- Zeta The location of Zeta within Missouri
- Coordinates: 36°57′20.18″N 89°52′5.32″W﻿ / ﻿36.9556056°N 89.8681444°W
- Country: United States
- State: Missouri
- County: Stoddard County
- Elevation: 322 ft (98 m)

= Zeta, Missouri =

Zeta is a ghost town in Stoddard County, in the U.S. state of Missouri. It was named after the Greek letter zeta by George H. Crumb, who built a rail line between Zeta and Bloomfield.

== Development ==
The town was a stop along the St. Louis–San Francisco Railway within Richland Township, located near Aquilla and Durnell. It also was a stop along the "Cotton Belt Route", and had been a part of the defunct Missouri Southeastern Railway service between Zeta and Bloomfield.
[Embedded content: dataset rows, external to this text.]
PR #40, opened 2018-06-19
Save all content in skims

bpf6qc:
c.f. https://cmshead.mps.ohio-state.edu:8080/OSUT3Analysis/118

### DIFF
--- a/Configuration/python/mergeUtilities.py
+++ b/Configuration/python/mergeUtilities.py
@@ -175,7 +175,7 @@ def MakeFilesForSkimDirectory(Directory, DirectoryOut, TotalNumber, SkimNumber, 
 ###############################################################################
 #           Produce a pickle file containing the skim input tags.             #
 ###############################################################################
-def GetSkimInputTags(File, ignoreSkimmedCollections=False):
+def GetSkimInputTags(File):
     print "Getting skim input tags..."
     eventContent = subprocess.check_output (["edmDumpEventContent", "--all", os.getcwd () + "/" + File])
     parsing = False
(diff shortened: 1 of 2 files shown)


bpf6qc:
@jalimena if there are any custom keep commands for DisplacedSUSY or StoppedPtls, such as:
https://github.com/OSU-CMS/DisappTrks/blob/master/CandidateTrackProducer/python/customize.py#L3-L12
then these should be added to the outputCommands as well, to save those originals.

jalimena:
hi @bpf6qc 
For DisplacedSUSY, there are no custom keep commands, we just simply use the MINIAOD event content.
For Stopped Particles, though, it's more complicated. We keep and drop different things for the jets channel versus the muon channel. Take a look at:
https://github.com/allenji/StoppPtls/blob/StpPtls_9XX/Collection/test/delayedMuonsCandiate_MC_cfg.py#L76-L82
https://github.com/allenji/StoppPtls/blob/StpPtls_9XX/Collection/python/stoppPtlsCandidate_MC_2016.py#L89-L98
https://github.com/allenji/StoppPtls/blob/StpPtls_9XX/Collection/python/stoppPtlsCandidate_cfi.py
https://github.com/allenji/StoppPtls/blob/StpPtls_9XX/Collection/python/stoppPtlsJetsCandidate_cfi.py
So I'm not quite sure how to proceed to keep everything ok for Stopped Particles (to jets and to muons).

bpf6qc:
@jalimena If the StpPtls repo were to change those config files to define a vstring object and then extend the outputCommands, like in:
https://github.com/OSU-CMS/DisappTrks/blob/master/CandidateTrackProducer/python/customize.py#L3-L12
then we could import that object in the same way I've done with that. Otherwise it's not dangerous to append more keep commands, we can just append more commands.

jalimena:
hi @bpf6qc , sorry for the delay.
I've done as you suggested, please see https://github.com/allenji/StoppPtls/blob/StpPtls_9XX/Collection/python/outputCommands.py
I think with this, we should be set.

jalimena:
In principle, this all seems fine to me. However, I would prefer if @aehart takes a look and comments. @bpf6qc , from your side, do you think this PR is complete now? You've tested it?

If we are ready to merge, @bpf6qc , can you make an elog with this change and make it clear what the user should do?

PR #43, opened 2018-06-29
Fix osusub.py for UserDir and UserList modes

bpf6qc:
Write an empty listOfSecondaryFiles for these modes. They are used in
signal MC generation where there are no secondary files.

PR try 2 after a rebase.


jalimena:
@aehart  can you please review this PR?

PR #45, opened 2018-07-06
Add deltaRToClosest(Lepton) methods to osu::Track

bpf6qc:
Only defined if DISAPP_TRKS is defined by setupFramework.py.


zacharypollock:
still debugging. i'm having some issues and it's still unclear whether they are personal or with the PR. 

Please refrain from merging until a new comment is made here

bpf6qc:
Zach encountered an error that was later shown to be a personal one. I've also made a small change after comments from Andrew.

PR #46, opened 2018-07-09
add TTJets inclusive sample for 94X and QCD DoubleEMEnriched samples

jalimena:


jalimena:
I think anyone could review and merge this PR, it should be straightforward and not controversial. Thanks!

PR #50, opened 2018-07-17
add 2017 MuEG and DoubleMu composite datasets without 2017B to configurationOptions

jalimena:
Since the Displaced Lepton muon-photon and mu-mu triggers were not available throughout 2017B, adding composite dataset definitions in which all of 2017 data is used except 2017B. Done for the MuonEG and DoubleMuon datasets. Should be a straightforward PR.


aehart:
This is a trivial change, which I'll go ahead and approve and merge.

PR #53, opened 2018-07-18
ele VID fixes for DisappTrk track methods

bpf6qc:
Remove MVA and HEEP ID VIDs for electrons
Fix specific case for DisappTrks with electrons + tracks
Require vertexing for DisappTrks track::deltaRToClosest*Electron methods

### DIFF
--- a/Collections/src/Track.cc
+++ b/Collections/src/Track.cc
@@ -331,7 +331,7 @@ osu::Track::set_minDeltaRToElectrons (const edm::Handle<edm::View<TYPE(electrons
     // Note in below, these remain false if |eta| >= 2.5; thus an eta cut is also being applied here as intended
 #if CMSSW_VERSION_CODE < CMSSW_VERSION(9,4,0)
     // https://twiki.cern.ch/twiki/bin/view/CMS/CutBasedElectronIdentificationRun2Archive#Spring15_selection_25ns
-    if(fabs(electron.superCluster ()->eta()) <= 1.479) {
+    if(fabs(ele.superCluster ()->eta()) <= 1.479) {
       passesVeto_dxy = (fabs(ele.gsfTrack()->dxy(vertices->at(0).position())) < 0.0564);
       passesVeto_dz  = (fabs(ele.gsfTrack()->dz(vertices->at(0).position()))  < 0.472);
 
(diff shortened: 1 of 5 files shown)


Collections/src/Track.cc
```diff
@@ -321,11 +322,81 @@ osu::Track::set_minDeltaRToElectrons (const edm::Handle<edm::View<TYPE(electrons
...
-    if((*vidTightMap) [(*electrons).refAt(iEle)] && (dR < deltaRToClosestTightElectron_  || deltaRToClosestTightElectron_  < 0.0)) deltaRToClosestTightElectron_  = dR;
-  }
+
+    bool passesVeto_dxy   = false, passesVeto_dz   = false;
+    bool passesLoose_dxy  = false, passesLoose_dz  = false;
+    bool passesMedium_dxy = false, passesMedium_dz = false;
+    bool passesTight_dxy  = false, passesTight_dz  = false;
+
+    // Note in below, these remain false if |eta| >= 2.5; thus an eta cut is also being applied here as intended
+#if CMSSW_VERSION_CODE < CMSSW_VERSION(9,4,0)
```
jalimena: L332-370: Why are all these dxy cut values hardcoded?

bpf6qc: The EGM POG doesn't include vertex requirements in the VIDs for various reasons, so these cuts need to be made explicitly (they were forgotten before this PR by mistake). Plus this isn't the normal framework "electrons" collection, so they can't be provided in the typical cut PSet fashion.

Are you suggesting however that these be external PSet parameters?

jalimena: Ah ok, thanks for the information. But yeah, wouldn't external PSet parameters be a good idea?

bpf6qc: I can do that; it'll look cleaner too.

jalimena:
hi @bpf6qc , I'm going to run a test with this PR now to check that it doesn't break anything for displaced leptons. But also, what's the status of doing the modification we talked about above?

bpf6qc:
@jalimena I haven't had the time to do that yet, but I intend to within the week.

bpf6qc:
Testing recent commit...

bpf6qc:
@jalimena I'm satisfied with my changes now. These methods are all behind
```#ifdef DISAPP_TRKS```
so the potential to affect other analyses should be zero by design.

jalimena:
cool, looks good

PR #58, opened 2018-07-27
Handle missing dataset directories in mergeOutputHadd.py

btcardwell:
Don't try to merge datasets that don't exist in the condor directory; skip them and warn the user instead.


btcardwell:
Works as expected when tested on /data/users/bcardwell/condor/Pileup_18_03_12/.

btcardwell:
Ah, my bad on letting the merge commit slip in here. I'm not quite sure how that happened.

btcardwell:
Rebase success! Good thinking

PR #59, opened 2018-07-27
getTrigObj reject multiple strings

bpf6qc:
Reject multiple filter label substrings in `getTriggerObjectsByFilterSubstring` by providing a vector of substrings instead of just one.

Also clean up this function for readability.


jalimena:
this seems fine to me. if you have tested it, i think we can merge it.

PR #60, opened 2018-07-30
Fix empty skim issue

bpf6qc:
Fixes: empty skim outputs were only produced if the input file started
with “file:”, thus never if it was “root:”.

Introduces flag “forceNonEmptySkim” in case a user really wants a
non-empty skim.

Add “drop osu*_*_originalFormat_*” to never save transient internal osu
collections.

### DIFF
--- a/Configuration/python/processingUtilities.py
+++ b/Configuration/python/processingUtilities.py
@@ -502,14 +502,6 @@ def add_channels (process,
             else:
                 outputCommand += "*"
             outputCommands.append (outputCommand)
-
-        ########################################################################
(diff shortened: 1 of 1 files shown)


bpf6qc:
Tested the following:
1) On the T3 run over a skim_0.root file with XrootD (cmseos.fnal.gov) -- emptySkim.root correctly produced.
2) As 1 but setting forceNonEmptySkim = True correctly yields a non-empty skim.root. Furthermore the skim.root file does not contain any vector<osu::*> collections.
3) Running over either skim.root or emptySkim.root (1 or 2 above), the ambiguous product error is not encountered.

PR #4, opened 2015-06-05
Add quiet mode to only show full URL of found items.

averagesecurityguy:
Wanted to be able to use the output more easily when piping to other tools.

### DIFF
--- a/main.go
+++ b/main.go
@@ -54,6 +54,7 @@ type State struct {
 	Verbose        bool
 	UseSlash       bool
 	FollowRedirect bool
+	Quiet          bool
 	Mode           string
 	Printer        PrintResultFunc
 	Processor      ProcessorFunc
@@ -144,6 +145,7 @@ func ParseCmdLine() *State {
 	flag.StringVar(&extensions, "x", "", "File extension(s) to search for (dir mode only)")
 	flag.BoolVar(&s.Verbose, "v", false, "Verbose output (errors and IP addresses")
 	flag.BoolVar(&s.FollowRedirect, "r", false, "Follow redirects")
+	flag.BoolVar(&s.Quiet, "q", false, "Only print found items.")
 	flag.BoolVar(&s.UseSlash, "f", false, "Append a forward-slash to each directory request (dir mode only)")
 
 	flag.Parse()
@@ -348,7 +350,11 @@ func PrintDirResult(s *State, r *Result) {
 	if s.StatusCodes.Contains(r.Status) {
 		// Only print results out if we find something
 		// meaningful.
-		fmt.Printf("Found: /%s (%d)\n", r.Entity, r.Status)
+		if s.Quiet {
+			fmt.Printf("%s%s\n", s.Url, r.Entity)
+		} else {
+			fmt.Printf("Found: /%s (%d)\n", r.Entity, r.Status)
+		}
 	} else if s.Verbose {
 		// Print out other results if the user wants to
 		// see them.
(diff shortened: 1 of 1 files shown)


OJ:
Thanks @averagesecurityguy ! So this does seem to mix a few new features into one. Those features are:

* Quiet: This prevents printing of the banner or anything else that isn't a result.
* Full URL: This prints `http://.../...` instead of `Found /...`
* No status code: Disables the rendering of the status code

I like these options, but I think they should be split so that there are flags for each. I find the status code very useful. The use of `Found` vs `Result` is helpful when verbose mode is on.

Perhaps we should have it so that:

* `-q` : "Quiet" - removes all the noise (basically the banner at this point)
* `-e` : "Expanded" - Show URL rather than the shortened version which is just the URI
* `-n` : "No status codes" - prevents status codes from being rendered.
* We don't Render `Found` unless `-v` is enabled.

This means that the default behaviour without these flags would print the banner and show `/... (status)` for each element. Adding `-e` expands it to `http://.../... (status)`. Adding `-n` would mean `/...` only.

To get your behaviour, you'd add `-q -n -e` to your command line. How do you feel about that?

Thanks for the PR dude!

averagesecurityguy:
Sounds awesome. I can drop my original pull request and start separating
them out.

On Thursday, June 4, 2015, OJ Reeves <notifications@github.com> wrote:

> Thanks @averagesecurityguy <https://github.com/averagesecurityguy> ! So
> this does seem to mix a few new features into one. Those features are:
>
>    - Quiet: This prevents printing of the banner or anything else that
>    isn't a result.
>    - Full URL: This prints http://.../... instead of Found /...
>    - No status code: Disables the rendering of the status code
>
> I like these options, but I think they should be split so that there are
> flags for each. I find the status code very useful. The use of Found vs
> Result is helpful when verbose mode is on.
>
> Perhaps we should have it so that:
>
>    - -q : "Quiet" - removes all the noise (basically the banner at this
>    point)
>    - -e : "Expanded" - Show URL rather than the shortened version which
>    is just the URI
>    - -n : "No status codes" - prevents status codes from being rendered.
>    - We don't Render Found unless -v is enabled.
>
> This means that the default behaviour without these flags would print the
> banner and show /... (status) for each element. Adding -e expands it to
> http://.../... (status). Adding -n would mean /... only.
>
> To get your behaviour, you'd add -q -n -e to your command line. How do
> you feel about that?
>
> Thanks for the PR dude!
>
> —
> Reply to this email directly or view it on GitHub
> <https://github.com/OJ/gobuster/pull/4#issuecomment-109150376>.
>


-- 
--
Stephen Haywood
Owner, ASG Consulting
CISSP, OSCP
423.305.3700
asgconsulting.co

OJ:
I could also massage yours a bit myself. Just thought I'd run the changes by you first.

averagesecurityguy:
I'm great either way. Just let me know.

On Thursday, June 4, 2015, OJ Reeves <notifications@github.com> wrote:

> I could also massage yours a bit myself. Just thought I'd run the changes
> by you first.
>
> —
> Reply to this email directly or view it on GitHub
> <https://github.com/OJ/gobuster/pull/4#issuecomment-109154361>.
>


-- 
--
Stephen Haywood
Owner, ASG Consulting
CISSP, OSCP
423.305.3700
asgconsulting.co

OJ:
I'll merge this and adjust things in the process. Thanks :)

OJ:
Thanks for the PR @averagesecurityguy, I've made the adjustments, updated the documentation, etc. There should be an example of "grep mode" in the README. Thanks!

averagesecurityguy:
This looks great. Here's an example of my use case for grep mode.

https://gist.github.com/averagesecurityguy/b4da588d7553803128b0

It's still a work in progress but I wanted to run each of the fuzzdb predictable response paths against a single web server. Having the full URL makes it easier to create clickable links for each valid response.

OJ:
Yeah cool, gotcha. Well hopefully this will be good enough for you. It's something that should have been done for the original version, so thanks for the PR and the shove in the right direction!

averagesecurityguy:
It works perfectly. Next step is to hunt for web servers with Nmap or Nessus and feed a list of URLs to the bust.sh script.

cat url_list.txt | xargs -n 1 bust.sh

I find a lot of good in roads on pentests by looking at web servers. :)

OJ:
Great to hear! :)

PR #9, opened 2015-09-06
Sanity check prepending '.' on extension list. 

UID1K:
A small annoyance.

### DIFF
--- a/main.go
+++ b/main.go
@@ -331,7 +331,12 @@ func ProcessDirEntry(s *State, word string, resultChan chan<- Result) {
 
 	// Follow up with files using each ext.
 	for ext := range s.Extensions {
+		if strings.HasPrefix(s.Extensions[ext], ".") == false {
+			file := word + "." s.Extensions[ext]
+		}
+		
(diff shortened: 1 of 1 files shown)


OJ:
Ah! I see the story here! So you do `html,htm,php` instead of `.html,.htm,.php`.

Roger that. Thanks for the PR. I'll probably tweak this a little so that the prepending happens outside of the loop. Micro-optimisations for the win! But every bit I can take out of the loop, I will :)

OJ:
Hi there. In future can you please PR from feature branches? Thanks.

OJ:
Hi again,

Please see https://github.com/OJ/gobuster/compare/add-dots?expand=1 for an adjusted implementation. Instead of your approach it does the following:

* Checks for the `.` using a char compare instead of a string prefix check.
* Prepends the `.` during the startup rather than doing it every time a word in the wordlist is attempted.

Please take a look at let me know if this works for you. Thanks!

OJ:
I've added the fix to master.
Closing.

PR #13, opened 2016-01-27
Add "page length" (close #6)

### LINKED ISSUE #6: Add "page length" support
Add an option that will change the display to include the full length of the returned result (in bytes). This could be done via the `Content-Length` header or via parsing the page directly.

g0tmi1k:
As @OJ likes his memes....

... I had this going on in my head for the whole time.

### DIFF
--- a/main.go
+++ b/main.go
@@ -24,6 +24,8 @@ import (
 	"strconv"
 	"strings"
 	"sync"
+	"io/ioutil"
+	"unicode/utf8"
 )
 
 // A single result which comes from an individual web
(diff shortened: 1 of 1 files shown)


OJ:
I'm going to tweak this just a little bit ;) But thanks for the submission!

I'll be adding `-l` as a parameter which allows you to include the length of the page in the output. If people don't want to know the length, then they don't have to suffer the overhead of it reading the page in to get it.

OJ:
I'm also going to make use of the http response's `ContentLength` property if it's set.

g0tmi1k:
I guessed you would be altering it - but at the very least - it has some functionality in to get the ball rolling ;).
Will go back and check out your commit, cos I had issues trying to read in `content-length` nicely.
Nice idea with `-l` =)

PR #14, opened 2016-01-27
Verbose DNS mode to show missing values

g0tmi1k:
...Prob not the best way to go about doing this (open to suggestions).

### DIFF
--- a/main.go
+++ b/main.go
@@ -358,6 +358,12 @@ func ProcessDnsEntry(s *State, word string, resultChan chan<- Result) {
 			result.Extra = strings.Join(ips, ", ")
 		}
 		resultChan <- result
+	} else if s.Verbose {
+		result := Result {
+			Entity: subdomain,
+			Status: 404,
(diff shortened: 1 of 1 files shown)


OJ:
It's cheeky, but I think it's fine :) I'll add a comment to the line so it's a bit clearer.

OJ:
Actually, I'm having second thoughts about this. I like verbose mode to show me the IPs, but I don't want the output to show me all of the missing DNS names at the same time.

Might have to change this up so that verbose does what it does with `dir` mode and add another flag to show IPs.

OJ:
I've merged this, but also doctored is as part of https://github.com/OJ/gobuster/commit/d54b3c44b3d54aa87bb80b404cb95d238f09341f -- not sure why it didn't auto close as "merged".

Cheers!

g0tmi1k:
Good calling!
Closing rather than merging helps to cover up my mistakes ;)

PR #17, opened 2016-05-17
Allows for empty lines in URL wordlists

g0tmi1k:
...because not every wordlist is 'clean'!


OJ:
Thanks @g0tmi1k! Nice catch. I'll be working this into the mainline shortly.

PR #28, opened 2016-09-25
Added functionality to save results to a file AND print CNAME records in DNS mode

knapsy:
Added ability to save results to a file with '-o' option. If no option provided, still defaults to STDOUT.

Also added ability to print CNAME records for identified subdomains in DNS mode ('-C' option). Could be useful for identifying "forgotten" subdomains that could potentially be used in "subdomain hijacking" attacks. Does not work with '-i' option (i.e. can either print IPs or CNAMEs, but not both).

### DIFF
--- a/main.go
+++ b/main.go
@@ -77,6 +77,7 @@ type State struct {
 	Quiet          bool
 	Setup          SetupFunc
 	ShowIPs        bool
+	ShowCNAME      bool
 	StatusCodes    IntSet
 	Threads        int
 	Url            string
@@ -85,6 +86,8 @@ type State struct {
 	Username       string
 	Verbose        bool
 	Wordlist       string
+	OutputFileName string
+	OutputFile     *os.File
 	IsWildcard     bool
 	WildcardForced bool
 	WildcardIps    StringSet
@@ -239,6 +242,7 @@ func ParseCmdLine() *State {
 	flag.StringVar(&s.Mode, "m", "dir", "Directory/File mode (dir) or DNS mode (dns)")
 	flag.StringVar(&s.Wordlist, "w", "", "Path to the wordlist")
 	flag.StringVar(&codes, "s", "200,204,301,302,307", "Positive status codes (dir mode only)")
+	flag.StringVar(&s.OutputFileName, "o", "", "Output file to write results to (defaults to stdout)")
 	flag.StringVar(&s.Url, "u", "", "The target URL or Domain")
 	flag.StringVar(&s.Cookies, "c", "", "Cookies to use for the requests (dir mode only)")
 	flag.StringVar(&s.Username, "U", "", "Username for Basic Auth (dir mode only)")
@@ -248,6 +252,7 @@ func ParseCmdLine() *State {
 	flag.StringVar(&proxy, "p", "", "Proxy to use for requests [http(s)://host:port] (dir mode only)")
 	flag.BoolVar(&s.Verbose, "v", false, "Verbose output (errors)")
 	flag.BoolVar(&s.ShowIPs, "i", false, "Show IP addresses (dns mode only)")
+	flag.BoolVar(&s.ShowCNAME, "C", false, "Show CNAME records (dns mode only, cannot be used with '-i' option)")
 	flag.BoolVar(&s.FollowRedirect, "r", false, "Follow redirects")
 	flag.BoolVar(&s.Quiet, "q", false, "Don't print the banner and other noise")
 	flag.BoolVar(&s.Expanded, "e", false, "Expanded mode, print full URLs")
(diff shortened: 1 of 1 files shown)


main.go
```diff
@@ -570,12 +594,20 @@ func ProcessDirEntry(s *State, word string, resultChan chan<- Result) {
...
 	} else if s.ShowIPs {
-		fmt.Printf("Found: %s [%s]\n", r.Entity, r.Extra)
+		output += fmt.Sprintf("Found: %s [%s]\n", r.Entity, r.Extra)
+	} else if s.ShowCNAME {
+		output += fmt.Sprintf("Found: %s [%s]\n", r.Entity, r.Extra)
 	} else {
-		fmt.Printf("Found: %s\n", r.Entity)
+		output += fmt.Sprintf("Found: %s\n", r.Entity)
+	}
+	fmt.Printf(output)
```
OJ: Ooh format string attack vector! :D I think you meant `fmt.Println` here dude. All good I can fix this on merge.

OJ:
Thanks @knapsy ! Appreciate the effort mate. Do you have as sample run handy?

I'll get around to looking at landing this in a couple of days. Cheers bud!

OJ:
For future ref dude, can you please PR from a feature branch, rather than from `master`? Cheers man :) #pickybastard

main.go
knapsy: Ahh, should have known better - good pick up! :)

knapsy:
Sure thing, will do mate, "feature" branch from now it is 👍 

I've got few sample runs, will pull them out and attach here if you like?

OJ:
Yeah that'd be sweet. Thanks mate!

knapsy:
Here we go, 'output.txt' file is just STDOUT, I've attached the output file as well. Killed it after few seconds of running, but the output file is written on the fly anyway.

[output.txt](https://github.com/OJ/gobuster/files/491582/output.txt)
[yahoo-dns.txt](https://github.com/OJ/gobuster/files/491584/yahoo-dns.txt)

main.go
knapsy: Actually, I did some reading and it looks like `fmt.Println` will not work here as it doesn't return `string`, so we won't be able to save the value to a variable here. `fmt.Println` actually returns 2 values - `int` of number of bytes written and `err` - [https://golang.org/pkg/fmt/#Println](https://golang.org/pkg/fmt/#Println).

My quick Google-fu did not yield any simple solutions without using `fmt.Sprintf`, may need to go with this ugliness below instead?
`output += "Found: " + r.Entity + "\n"`

OJ:
I wasn't looking to replace Sprintf mate. Just the Printf call.

knapsy:
but then we can't nicely pass the `output` string to the `WriteToFile` function a bit further down?

main.go
OJ: OK so to be clear: I don't want to replace the `Sprintf`. If the newlines are already baked into the string, then instead of using `Println` we can use `fmt.Printf("%s", output)`, but we're not going to leave it as `fmt.Printf(output)` :)

knapsy: Ahhhhh ok, I see what you meant now! Yup, that makes perfect sense :) Glad we finally got there! :+1:

OJ:
Hey @knapsy where did we go to with this mate? Sorry I've been dark!

knapsy:
Hey mate, all good, completely forgot about it too.

Umm, stretching my memory a bit here, but I just had a look at the code again and I think that apart from that format string vulnerability (line 607), which should instead be `fmt.Printf("%s", output)` I think it should be all good, what do you reckon?

OJ:
Seems reasonable to me! If you're cool to make the change, I'll get this landed by the 28th for v1.3.

Cheers!

main.go
```diff
@@ -248,6 +252,7 @@ func ParseCmdLine() *State {
 	flag.StringVar(&proxy, "p", "", "Proxy to use for requests [http(s)://host:port] (dir mode only)")
 	flag.BoolVar(&s.Verbose, "v", false, "Verbose output (errors)")
 	flag.BoolVar(&s.ShowIPs, "i", false, "Show IP addresses (dns mode only)")
+	flag.BoolVar(&s.ShowCNAME, "C", false, "Show CNAME records (dns mode only, cannot be used with '-i' option)")
```
OJ: any chance we can rename `-C` to `-cn` please?

main.go
```diff
@@ -482,6 +498,9 @@ func Process(s *State) {
 	processorGroup.Wait()
 	close(resultChan)
 	printerGroup.Wait()
+	if s.OutputFileName != "" {
```
OJ: Might also be worth checking `s.OutputFile` for `nil` rather than relying on the name.

knapsy: yep, I agree! Would you like me to push down the changes (s.outputFileName and -cn flag)?

OJ: Yeah mate, please commit changes to the same branch, and just push them up. The PR will update.

knapsy:
All done... I think.

No idea why it came up as 'invalid-email-address' author, my git game is not strong :-|

OJ:
It's in the v1.3 branch, will be in master soon.

OJ:
It's coz you suck, but that's ok :)

OJ:
I am, of course, kidding 👍

knapsy:
ha-ha, <3 you too :P

PR #30, opened 2016-10-07
Implemented switch for URL protocols

gehaxelt:
Hi,

another PR of an useful feature (at least for me): A cmdline switch for the URL protocol (dir mode). 

I usually run gobuster on multiple domains in a for loop. This makes it more convenient, because I don't have to fiddle around and manually build the correct `-u` parameter. 

I'm not sure about the `-pr` switch name, though.

Sample runs:

```
$> ./gobuster  -m dir -w wordlist -u gehaxelt.in 

Gobuster v1.2                OJ Reeves (@TheColonial)
[+] Mode         : dir
[+] Url/Domain   : http://gehaxelt.in/
[+] Threads      : 10
[+] Wordlist     : wordlist
/.git/HEAD (Status: 301)
```

and 

```
$> ./gobuster  -m dir -w wordlist -u gehaxelt.in -pr https:// 

Gobuster v1.2                OJ Reeves (@TheColonial)
[+] Mode         : dir
[+] Url/Domain   : https://gehaxelt.in/
[+] Threads      : 10
[+] Wordlist     : wordlist
/.git/HEAD (Status: 301)
```

Kind regards

### DIFF
--- a/main.go
+++ b/main.go
@@ -15,7 +15,6 @@ package main
 // Please see LICENSE file for license details.
 //
 //----------------------------------------------------
-
 import (
 	"bufio"
 	"crypto/tls"
@@ -71,6 +70,7 @@ type State struct {
 	Mode           string
 	NoStatus       bool
 	Password       string
+	Protocol       string
 	Printer        PrintResultFunc
 	Processor      ProcessorFunc
 	ProxyUrl       *url.URL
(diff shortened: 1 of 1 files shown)


OJ:
Thanks @gehaxelt, but this PR isn't necessary.

By default, if you use `dir` mode, `http` is used if a scheme isn't passed in when specifying the host. eg.
```
$ gobuster -u foo.com
```
is the same as:
```
$ gobuster -u http://foo.com
```
If you want to use https, just do:
```
$ gobuster -u https://foo.com
```

I think the `-pr` switch isn't necessary. If it's ok with you, I'll close this PR, as the existing functionality works fine.

PR #33, opened 2016-10-11
Added vendoring

insp3ctre:
The source is now self-contained, and does not have to rely on external dependencies.

Vendoring in Go: https://docs.google.com/document/d/1Bz5-UB7g2uPBdOx-rw5t9MxJwkfpx90cqG9AFL0JAYo/edit

If you prefer, you can use a dependency management tool like [Godep](https://github.com/tools/godep). This would make updating and managing your dependencies much easier, but the trade-off is that you would be relying on an unofficial tool that is not universally used (there is currently no "official" Go dependency management tool).

### DIFF
--- a/vendor/github.com/satori/go.uuid/.travis.yml
+++ b/vendor/github.com/satori/go.uuid/.travis.yml
@@ -1,0 +1,21 @@
+language: go
+sudo: false
+go:
+    - 1.2
+    - 1.3
+    - 1.4
+    - 1.5
+    - 1.6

Additional rail lines existed between Zeta and Vanduser in neighboring Scott County.

Varying records indicate that a post office called Zeta was established in 1895 and potentially also in 1910, and remained in operation until 1936. Zeta also was home to multiple farms and sawmills.

== Current state ==
One of the few remnants of Zeta left is the Crowder-Zeta special road district; its name being shared with nearby Crowder. As of 2024, a Nestlé Purina PetCare factory is located immediately north of the historical location of Zeta, south of Missouri supplemental route Y, which was formerly and locally known as the "Zeta-Crowder road."

== Notable events ==
In 1916, a man from Zeta, Emil L. Gerardi, claimed to be a candidate for president in the 1916 United States presidential election.

On May 30, 1917, an F3 tornado touched down west of Acorn Ridge, Missouri and crossed through Zeta and Stoddard County, killing three people in Zeta.

On December 6, 1924, the Zeta rail depot was set on fire along with the depot in nearby Ardeola, which had completely burned down.